On the 11th of December between 00:19 IST and 01:14 IST an incident occurred which caused our platform services (application and APIs) to run in a degraded state and eventually resulted in the service being completely unavailable. Functionalities were fully restored by 01:14 IST.

Background:

All of our services use container orchestration when they are deployed to production. Containers are instantiated using docker images that reside in a repository.

Cause:

The underlying cause for this outage was an incorrect logic in a script that runs periodically to clean up the older container images in the repository. This resulted in the latest image being unavailable for auto-recovery when some of the containers failed.

What we are changing going forward:

This incident highlighted the lack of sufficient checks in our infra provisioning process.
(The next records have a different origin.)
PR #235, opened 2017-10-09
[WIP] return Colliding Bodies' Names if user given state is in collision

aditya-vk:
This PR forces the planning procedure to terminate if the user provided start state is in collision and prints the body nodes that are in collision.

WIP: Needs tests.
***

### DIFF
--- a/include/aikido/constraint/Testable.hpp
+++ b/include/aikido/constraint/Testable.hpp
@@ -14,12 +14,9 @@ public:
   virtual ~Testable() = default;
 
   /// Returns true if state satisfies this constraint.
+  /// \param _givenState: true if state is user-provided
   virtual bool isSatisfied(
       const statespace::StateSpace::State* _state, bool _givenState = false) const = 0;
-
-  // /// Returns true if state satisfies this constraint.
-  // virtual bool isSatisfiedGivenState(
-  //     const statespace::StateSpace::State* _state) const = 0;
 
   /// Returns StateSpace in which this constraint operates.
   virtual statespace::StateSpacePtr getStateSpace() const = 0;
--- a/include/aikido/constraint/Testable.hpp
+++ b/include/aikido/constraint/Testable.hpp
@@ -15,7 +15,11 @@ public:
 
   /// Returns true if state satisfies this constraint.
   virtual bool isSatisfied(
-      const statespace::StateSpace::State* _state) const = 0;
+      const statespace::StateSpace::State* _state, bool _givenState = false) const = 0;
+
+  // /// Returns true if state satisfies this constraint.
+  // virtual bool isSatisfiedGivenState(
+  //     const statespace::StateSpace::State* _state) const = 0;
 
   /// Returns StateSpace in which this constraint operates.
   virtual statespace::StateSpacePtr getStateSpace() const = 0;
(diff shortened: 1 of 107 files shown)


aditya-vk:
Great suggestions! 
Yeah, this is quite messy but was a quick hack-around to unblock some of the planning issues we were facing with `pantry-loading` demo (planner returns an `invalid start state` due to fingers colliding with each other when the hand is closed but we had no access to this information previously). Created a PR so this issue can be tracked and completed appropriately soon. I should've probably left it as WIP.

include/aikido/planner/ompl/detail/Planner-impl.hpp
```diff
@@ -24,6 +24,11 @@ trajectory::InterpolatedPtr planOMPL(
     double _maxPlanTime,
     double _maxDistanceBtwValidityChecks)
 {
+
```
jslee02: Nit: Please remove unnecessary this whitespace

include/aikido/planner/ompl/detail/Planner-impl.hpp
```diff
@@ -73,6 +78,10 @@ trajectory::InterpolatedPtr planOMPL(
...
```
jslee02: Nit: Please remove unnecessary this whitespace

src/planner/SnapPlanner.cpp
```diff
@@ -17,6 +17,10 @@ trajectory::InterpolatedPtr planSnap(
     const std::shared_ptr<aikido::constraint::Testable>& constraint,
     aikido::planner::PlanningResult& planningResult)
 {
+
```
jslee02: Nit: Please remove unnecessary this whitespace

src/planner/ompl/Planner.cpp
```diff
@@ -218,6 +218,10 @@ trajectory::InterpolatedPtr planCRRT(
     double _maxDistanceBtwProjections,
     double _minStepsize)
 {
+
```
jslee02: Nit: Please remove unnecessary this whitespace

src/planner/ompl/Planner.cpp
```diff
@@ -303,6 +307,10 @@ trajectory::InterpolatedPtr planCRRTConnect(
     double _minStepsize,
     double _minTreeConnectionDistance)
 {
+
```
jslee02: Nit: Please remove unnecessary this whitespace

include/aikido/constraint/Testable.hpp
```diff
@@ -14,8 +14,10 @@ class Testable
   virtual ~Testable() = default;
 
   /// Returns true if state satisfies this constraint.
+  /// \param _givenState: true if state is user-provided
```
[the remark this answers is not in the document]
jslee02: Nit: We don't use `:` (semicolon) for a parameter docstring.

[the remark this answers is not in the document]
jslee02: I guess `_state` is set to `false` when the checking state is provided by a planner, and, in that case, we don't want to terminate the planning due (could reject the sample though).

I think we don't need `_givenState` parameter for enforcing the planner to terminate. It's actually done by the caller (see [this](https://github.com/personalrobotics/aikido/pull/235/files#diff-af695089f1b391078609c33041298291R29)). `_givenState` is just using to determine whether a concrete `Testable` prints.

I agree with @mkoval that changing the way of receiving debug information.

brianhou:
I think we'll wind up rewriting this entirely per @mkoval's suggestion, so I'm just going to close this PR. The branch will still be somewhat useful until we have the new implementation, though.

PR #242, opened 2017-10-18
Add WorldInteractiveMarkerViewer.

brianhou:
This subclasses `aikido::rviz::InteractiveMarkerViewer` to create a viewer for a `dart::simulation::World`. This would automatically update the viewer as skeletons are added to the `World`, which is a first step toward using them properly in all of our demo scripts.

@psigen mentioned that `dart::simulation::World` has some additional overhead if we aren't doing things with dynamics. I'm using `World` for now for lack of something better in DART, but we should seriously think about a better longer-term solution.

Other issues:
- [x] There doesn't seem to be a mutex associated with `World`s, so there might be some thread-safety issues here?
- [x] Cloning a `World` doesn't replicate the transforms or the joint states. [This line](https://github.com/dartsim/dart/blob/master/dart/simulation/World.hpp#L94) in DART suggests that this is still a TODO...

***

### DIFF
--- a/CHANGELOG.md
+++ b/CHANGELOG.md
@@ -6,6 +6,10 @@
 
   * Added World class: [#243](https://github.com/personalrobotics/aikido/pull/243)
 
+* RViz
+
+  * Added WorldInteractiveMarkerViewer: [#242](https://github.com/personalrobotics/aikido/pull/242)
+
 * Build & Testing & ETC
 
   * Changed to use size_t over std::size_t: [#230](https://github.com/personalrobotics/aikido/pull/230)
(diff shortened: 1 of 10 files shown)


brianhou:
When I'm using this new viewer class in the (poorly-named) block_stacking demo, I sometimes get this error when I exit the script:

As an improvement, we have now changed the lifecycle of our image repositories so that the latest image would be retained in any case.

We apologise for the disruption in service as a result of this incident and thank you for trusting us with our incident communication.

Posted Dec 11, 2018 - 18:33 IST

Resolved
We have identified elevated 5xx errors on our platform services (www.instamojo.com and api.instamojo.com/v2/) between Dec 11th, 2018 00:19 IST and Dec 11th, 2018 01:14 IST.

During this period, all requests to the website and APIs were resulting in a failure.

All services are now operational and we will soon be publishing a postmortem report of the incident.
Posted Dec 11, 2018 - 00:19 IST
This incident affected: www.instamojo.com and api.instamojo.com.